Recall that every slave uses the same digest function *d* to digest messages:
*d* \[*m*1, *m*2, *m*3, ..., *m*n\] = (*n*, 1.*m*1 + 2.*m*2 + 3.*m*3 + ... + *n*.*m**n*)
Hence, if all slaves receive and digest all transmitted messages, then they will all ultimately compute exactly the same digest value.
Note that this is *not* a guarantee that all messages will be received and digested.
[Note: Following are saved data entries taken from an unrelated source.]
PR #165, opened 2020-07-17
Use bubblewrap to replace elf2tab's Cargo.lock with a new empty one.

jrvanwhy:
This effectively disables cargo's reproducible build mechanism, allowing us to modify elf2tab's dependencies. This will allow us to remove many dependencies that we don't need (such as winapi) by patching dependencies' Cargo.toml files. It will also improve our ability to deduplicate different versions of a crate, because we will no longer need to match crate checksums to elf2tab's Cargo.lock.

```
----------------------
`make prtest` summary:
----------------------
git rev-parse HEAD
73537c5c76010d739b3e20f81546a643f57125cb
git status
On branch cargo-lock-hack
```

### DIFF
--- a/Makefile
+++ b/Makefile
@@ -25,6 +25,8 @@ BUILD_SUBDIRS := kernel runner third_party tools userspace
 BWRAP := bwrap                                                               \
          --ro-bind / /                                                       \
          --bind "$(CURDIR)/build" "$(CURDIR)/build"                          \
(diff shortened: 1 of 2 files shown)


osenft (approved):
Can you please test that this work from a fresh clone?

jrvanwhy:
> Can you please test that this work from a fresh clone?

Done, it works for me in a fresh checkout. That said, the `make check` step of the CI should catch any issues caused by this change.

PR #170, opened 2020-07-29
Add Manticore to Tock-on-Titan

osenft:
This adds both [Manticore](https://github.com/lowRISC/manticore/) and its dependencies to `third_party`. Dependencies are added with version numbers in the directory names to allow for different versions of the same library to be present. Dependencies have already been de-duped, so that it uses existing dependencies without version number in the directory name.


jrvanwhy:
Here is the dependency tree of manticore (no dev or test dependencies included, default features off):

```
└── manticore v0.0.1 (/usr/local/google/home/jrvanwhy/tock-on-titan/third_party/manticore)
    ├── arrayvec v0.5.1
    ├── bitflags v1.2.1
    ├── byteorder v1.3.4
    ├── static_assertions v1.1.0
    └── zerocopy v0.3.0
        ├── byteorder v1.3.4 (*)
        └── zerocopy-derive v0.2.0
            ├── proc-macro2 v1.0.19 (*)
            ├── syn v1.0.36 (*)
            └── synstructure v0.12.4
                ├── proc-macro2 v1.0.19 (*)
                ├── quote v1.0.7 (*)
                ├── syn v1.0.36 (*)
                └── unicode-xid v0.2.1 (*)
```

You've imported several large crates, including `ring` and `web-sys`, which `manticore` does not depend on (at least not with default features off). As far as I can tell, an app that uses `manticore` will build fine without these dependencies.

Please remove the unnecessary dependencies. Here is an example: https://github.com/osenft/tock-on-titan/pull/1. Note we'll probably want to rebase if necessary to prevent the large dependencies from being a part of tock-on-titan's permanent git history.

osenft:
> Here is the dependency tree of manticore (no dev or test dependencies included, default features off):
> ...

Oh man, thank you! I accidentally had added the dependencies with default features turned on. I corrected the commits. PTAL.

jrvanwhy:
This PR (as-is) introduces new versions of `proc-macro2`, `quote`, `syn`, and `unicode-xid`, all of which we already vendored. `manticore` seems to work fine with the already-vendored versions of those dependencies (it doesn't need the newer versions you added).

Please remove `proc-macro2-1.0.19`, `quote-1.0.7`, `syn-1.0.36`, and `unicode-xid-0.2.1`. If you'd like, I opened https://github.com/osenft/tock-on-titan/pull/3 with the changes I tested which you can merge in.

.gitmodules
```diff
@@ -18,3 +18,6 @@
 [submodule "third_party/tock"]
 	path = third_party/tock
 	url = https://github.com/tock/tock.git
+[submodule "third_party/manticore"]
```
jrvanwhy, line 21: Nitpick: Please add a blank line before the manticore submodule definition to be consistent with the rest of this file.

jrvanwhy (approved):

PR #175, opened 2020-09-11
Add ux library as dependency for shared-lib/spiutils.

osenft:


third_party/ux-0.1.3/src/lib.rs
```diff
@@ -0,0 +1,997 @@
...
+
+
+mod lib {
+    pub mod core {
+        #[cfg(feature="std")]
+        pub use std::*;
+        #[cfg(not(feature="std"))]
+        pub use core::*;
+    }
+}
```
jrvanwhy, line 22: I know you didn't write this code, but my opinion of lines 15 - 22 is "yuck".

Idk why Rust developers are so insistent on using the types in `std` whenever possible. If a crate optionally supports `no_std`, then it should just refer to things in `core` by their `core` path, not do this renaming.

jrvanwhy (approved):

PR #183, opened 2020-09-16
Add support for program and erase

osenft:
```
----------------------
`make prtest` summary:
----------------------
git rev-parse HEAD
84fd05aa7188fd34eeb922d0dba38ab226683350
git status
On branch add-write-erase-support
Your branch is up to date with 'origin/add-write-erase-support'.

```

### DIFF
--- a/userspace/otpilot/src/main.rs
+++ b/userspace/otpilot/src/main.rs
@@ -29,12 +29,13 @@ use libtock::result::TockResult;
 
 use manticore::crypto::rsa;
 use manticore::hardware;
-use manticore::io::Cursor;
+use manticore::io::Cursor as ManticoreCursor;
 use manticore::protocol::capabilities::*;
 use manticore::protocol::device_id;
 use manticore::server::pa_rot::{PaRot, Options};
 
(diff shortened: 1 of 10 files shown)


userspace/otpilot/src/main.rs
```diff
@@ -225,29 +226,113 @@ impl<'a> SpiProcessor<'a> {
...
+                }
+            }
+
+            if let Err(why) = tx_cursor.write_bytes(&data) {
+                writeln!(console, "Host: Could not store data: {:?}", why);
+                return Err(FromWireError::OutOfRange);
             }
+
+            tx_len = tx_cursor.consumed_len()
         }
```
jrvanwhy, line 258: Why are lines 243-263 in an indented block?

osenft: We need to lose `tx_cursor` since it holds a `&mut` on `tx_buf`. We need to get a new `&mut` on `tx_buf` in line 268.

osenft: I moved the code into its own function, I think this is cleaner now.

jrvanwhy (approved):

PR #184, opened 2020-09-16
Add error handling to OTPilot

osenft:
This PR builds on top of https://github.com/google/tock-on-titan/pull/183.

```
----------------------
`make prtest` summary:
----------------------
git rev-parse HEAD
5199c0083d9eb1df1820a40a308279dee415f74d
git status
On branch otpilot-error-handling
Your branch is up to date with 'origin/otpilot-error-handling'.

nothing to commit, working tree clean
```

PR #185, opened 2020-09-17
Add support for JEDEC ID and SFDP

osenft:
This PR builds on top of https://github.com/google/tock-on-titan/pull/184.

```
----------------------
`make prtest` summary:
----------------------
git rev-parse HEAD
b75f21934e4855c88f32fae3ab49559ea93a00f6
git status
On branch jedec
```

### DIFF
--- a/kernel/h1/src/spi_device.rs
+++ b/kernel/h1/src/spi_device.rs
@@ -844,7 +844,7 @@ impl SpiDevice for SpiDeviceHardware {
             AddressMode::ThreeByte => self.registers.eeprom_ctrl.modify(EEPROM_CTRL::ADDR_MODE::CLEAR),
             AddressMode::FourByte => self.registers.eeprom_ctrl.modify(EEPROM_CTRL::ADDR_MODE::SET),
         }
-        debug!("set_address_mode: {:?}", address_mode);
+        //debug!("set_address_mode: {:?}", address_mode);
     }
 
     fn get_address_mode(&self) -> AddressMode {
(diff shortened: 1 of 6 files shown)


osenft:
I just rebased this PR to #184. PTAL.

kernel/h1/src/spi_device.rs
```diff
@@ -16,6 +16,10 @@ use kernel::ReturnCode;
 use spiutils::protocol::flash::AddressMode;
 use spiutils::protocol::flash::OpCode;
 
+fn get_data_byte_or_default(data: &[u8], idx: usize, default: u8) -> u8 {
+    if idx < data.len() { data[idx] } else { default }
```
jrvanwhy: This can be `data.get(idx).unwrap_or(default)`

userspace/otpilot/src/main.rs
```diff
@@ -160,73 +163,113 @@ impl rsa::Builder for NoRsa {
...
+    Format(core::fmt::Error),
+}
+
+impl From<FromWireError> for SpiProcessorError {
+    fn from(err: FromWireError) -> Self {
+        SpiProcessorError::FromWire(err)
+    }
+}
+
+impl From<core::num::TryFromIntError> for SpiProcessorError {
```
jrvanwhy: I'm not sure I like the use of `From<core::num::TryFromIntError>` to create a `SpiProcessorError::FromWire`. It doesn't feel like a clean abstraction. As far as I can tell, it is only used in one location.

Perhaps we should remove this `From` implementation and replace `u16::try_from(tx_cursor.consumed_len())?` with `u16::try_from(tx_cursor.consumed_len()).map_err(|_| FromWireError::OutOfRange.into())?`

userspace/otpilot/src/sfdp.rs
```diff
@@ -0,0 +1,566 @@
...
+
+    for idx in 0..sfdp.len() {
+        data[idx] = sfdp[idx];
+    }
+    for idx in sfdp.len()..data.len() {
+        data[idx] = !0;
+    }
+
+    Ok(())
+}
```
jrvanwhy: Nitpick: the last line of this file is missing an EOL character, please add one.

jrvanwhy (changes requested):

kernel/h1/src/spi_device.rs
osenft: Ha, yeah, I did not know that, thank you! I tried to actually merge the get_data_byte_or_default back into the code, but the resulting line was very hard to read due to references and dereferencing and the resulting need of parantheses. So I just updated the helper function and added a comment.

userspace/otpilot/src/main.rs
osenft: Good point. The other cases should be clean. Thanks for pointing this out!

userspace/otpilot/src/sfdp.rs
osenft: One day I'll figure out how to make Sublime do that automatically ... sigh.

jrvanwhy (approved):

Over a given run with a set of slaves *S* and a timestamp-ordered list of messages *M*, some slaves might only receive a prefix *P* of *M*. However, prefixes of the *same length* will produce *identical* digest values.
In practice, due to the work-stealing model described above, prefixes of the transmitted message list will always have one of *two possible lengths*:
* |*M*|
* |*M*| − |*S*|.*k*, where *k* is the number of messages in a block,
Therefore, at the end of a given run, each *final digest* can only be one of *two possible values*.
## Performance
### Effect of message block size
Varying the message block size can have a marked effect on overall message transmission rate.
As the number of messages in a block increases, the overall message transmission rate tends to increase, eventually hitting an upper bound (the message transmission rate can never exceed the message generation rate):

The above graph was produced from data obtained with the following configuration:
#### Hardware
| Host | CPU | Cores | Frequency | Memory | Frequency |
|:----:|:-------------------:|:-----:|:---------:|:------:|-----------|
| 1 | Intel Core i7-3537U | 4 | 2.00 GHz | 4 GiB | 1600 MHz |
| 2 | AMD Athlon 750K | 4 | 1.40 GHz | 8 GiB | 1600 MHz |
#### Nodes
| Host | Master Node | Slave Nodes |
|:----:|:-------------:|:-----------:|
| 1 | X | 4 |
| 2 | | 4 |
#### Parameters
| Sending Period | Waiting Period |
|---------------:|---------------:|
| 60 s | 10 s |
## Limitations
### Clock accuracy
The current implementation assumes all hosts have clocks that are synchronized with one another.
### TCP timeouts
The current implementation, while able to survive short periods of network disruption (up to a few minutes), makes no attempt to survive disconnections due to TCP timeouts.
Future versions of this project might overcome this limitation by allowing slaves to [reconnect](https://hackage.haskell.org/package/distributed-process-0.6.6/docs/Control-Distributed-Process.html#v:reconnect) to one another. This entails adding code to deal with the possibility that messages may have been lost, and requesting retransmission of lost messages.